== TASK ==
When you reach the entries, transcribe each one exactly.

INFORMATION below:

PR #405, opened 2020-04-26
Change behaviour of get_inverter_temp

### LINKED ISSUE #404: get_inverter_temp through ASCII no response
Hi,

I use "r axis0.motor.get_inverter_temp" command for getting axis0 inverter temperature, but there is no response. Is it my command wrong? any suggestions? 
vbus_voltage and other commands are usable.

Thanks

Wetmelon:
* Save inverter temperature to a member variable
* Use the member variable to update thermal limits
* Change the communication endpoint `get_inverter_temp()` into a ro_property that returns the member variable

End of INFORMATION.

== OUTPUT FOR THIS EXERCISE ==
PR #405, opened 2020-04-26
Change behaviour of get_inverter_temp

### LINKED ISSUE #404: get_inverter_temp through ASCII no response
Hi,

I use "r axis0.motor.get_inverter_temp" command for getting axis0 inverter temperature, but there is no response. Is it my command wrong? any suggestions? 
vbus_voltage and other commands are usable.

Thanks

Wetmelon:
* Save inverter temperature to a member variable
* Use the member variable to update thermal limits
* Change the communication endpoint `get_inverter_temp()` into a ro_property that returns the member variable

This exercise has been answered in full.